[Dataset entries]
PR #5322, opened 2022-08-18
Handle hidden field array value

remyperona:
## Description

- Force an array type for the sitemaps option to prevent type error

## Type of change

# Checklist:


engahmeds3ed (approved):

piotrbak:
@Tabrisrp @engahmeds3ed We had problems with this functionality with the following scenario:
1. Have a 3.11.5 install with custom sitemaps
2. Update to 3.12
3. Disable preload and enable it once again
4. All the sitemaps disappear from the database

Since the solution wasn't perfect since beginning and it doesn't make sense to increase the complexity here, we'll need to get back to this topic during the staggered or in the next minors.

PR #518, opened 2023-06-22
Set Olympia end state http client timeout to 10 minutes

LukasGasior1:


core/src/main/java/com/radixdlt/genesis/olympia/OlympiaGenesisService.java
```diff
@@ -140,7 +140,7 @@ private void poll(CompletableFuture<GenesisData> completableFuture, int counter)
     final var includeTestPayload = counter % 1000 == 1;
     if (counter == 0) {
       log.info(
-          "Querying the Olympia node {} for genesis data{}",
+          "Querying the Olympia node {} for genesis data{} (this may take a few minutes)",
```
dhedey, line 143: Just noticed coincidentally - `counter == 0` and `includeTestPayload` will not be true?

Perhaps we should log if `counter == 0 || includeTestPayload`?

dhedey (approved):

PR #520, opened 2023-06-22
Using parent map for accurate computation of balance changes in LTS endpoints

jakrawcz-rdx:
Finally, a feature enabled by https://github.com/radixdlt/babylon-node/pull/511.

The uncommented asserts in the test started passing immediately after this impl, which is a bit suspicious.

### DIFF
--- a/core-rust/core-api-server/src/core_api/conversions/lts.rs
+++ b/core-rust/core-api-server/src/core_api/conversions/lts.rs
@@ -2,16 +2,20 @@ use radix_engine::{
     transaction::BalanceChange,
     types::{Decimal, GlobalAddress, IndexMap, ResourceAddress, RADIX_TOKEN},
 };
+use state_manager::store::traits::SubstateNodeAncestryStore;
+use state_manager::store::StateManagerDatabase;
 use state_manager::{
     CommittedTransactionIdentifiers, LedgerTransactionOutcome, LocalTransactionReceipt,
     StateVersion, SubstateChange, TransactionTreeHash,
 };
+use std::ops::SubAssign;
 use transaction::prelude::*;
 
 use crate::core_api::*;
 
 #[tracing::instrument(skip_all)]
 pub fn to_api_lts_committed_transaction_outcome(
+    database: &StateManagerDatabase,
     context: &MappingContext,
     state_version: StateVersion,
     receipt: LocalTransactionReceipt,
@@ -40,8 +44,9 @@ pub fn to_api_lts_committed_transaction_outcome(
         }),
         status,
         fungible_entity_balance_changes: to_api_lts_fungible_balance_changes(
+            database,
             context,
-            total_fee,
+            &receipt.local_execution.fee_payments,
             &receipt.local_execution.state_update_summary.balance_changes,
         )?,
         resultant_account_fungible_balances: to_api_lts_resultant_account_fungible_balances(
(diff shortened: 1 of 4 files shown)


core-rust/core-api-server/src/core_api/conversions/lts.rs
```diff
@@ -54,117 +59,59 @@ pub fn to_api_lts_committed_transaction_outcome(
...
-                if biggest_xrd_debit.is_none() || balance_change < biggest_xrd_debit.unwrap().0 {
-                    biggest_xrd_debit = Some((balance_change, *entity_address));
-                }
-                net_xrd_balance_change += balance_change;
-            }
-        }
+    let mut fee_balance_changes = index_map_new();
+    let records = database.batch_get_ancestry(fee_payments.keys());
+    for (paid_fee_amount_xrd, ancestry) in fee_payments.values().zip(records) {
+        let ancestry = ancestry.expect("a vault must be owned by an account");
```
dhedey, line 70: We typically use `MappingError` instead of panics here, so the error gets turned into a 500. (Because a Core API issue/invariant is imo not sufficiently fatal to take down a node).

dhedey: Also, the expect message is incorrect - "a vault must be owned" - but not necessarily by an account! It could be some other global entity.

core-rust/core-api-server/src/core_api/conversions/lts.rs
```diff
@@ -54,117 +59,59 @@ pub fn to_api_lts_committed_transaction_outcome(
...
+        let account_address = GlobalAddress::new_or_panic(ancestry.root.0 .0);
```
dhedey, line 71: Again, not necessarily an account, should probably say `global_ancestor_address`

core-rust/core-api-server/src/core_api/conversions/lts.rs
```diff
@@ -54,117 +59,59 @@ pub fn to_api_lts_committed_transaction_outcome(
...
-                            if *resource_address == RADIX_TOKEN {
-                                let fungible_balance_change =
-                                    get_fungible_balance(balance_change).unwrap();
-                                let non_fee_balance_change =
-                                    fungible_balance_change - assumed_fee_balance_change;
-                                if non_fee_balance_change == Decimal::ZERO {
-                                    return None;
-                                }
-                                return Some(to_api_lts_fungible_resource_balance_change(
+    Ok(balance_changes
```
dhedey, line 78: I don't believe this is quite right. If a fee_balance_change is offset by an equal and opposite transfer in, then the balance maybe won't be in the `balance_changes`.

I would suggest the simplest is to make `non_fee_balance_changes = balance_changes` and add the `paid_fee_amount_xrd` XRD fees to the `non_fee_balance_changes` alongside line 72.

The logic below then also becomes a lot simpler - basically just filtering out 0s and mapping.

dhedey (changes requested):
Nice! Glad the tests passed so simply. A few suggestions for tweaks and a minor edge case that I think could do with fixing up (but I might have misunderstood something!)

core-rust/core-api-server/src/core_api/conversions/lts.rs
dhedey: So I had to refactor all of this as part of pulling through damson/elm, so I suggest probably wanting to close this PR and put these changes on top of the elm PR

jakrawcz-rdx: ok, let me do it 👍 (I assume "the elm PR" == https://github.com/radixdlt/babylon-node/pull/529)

• What is required: Whenever a line of the records holds the string "then", pick it out and copy it.

• Your response:
dhedey, line 78: I don't believe this is quite right. If a fee_balance_change is offset by an equal and opposite transfer in, then the balance maybe won't be in the `balance_changes`.
The logic below then also becomes a lot simpler - basically just filtering out 0s and mapping.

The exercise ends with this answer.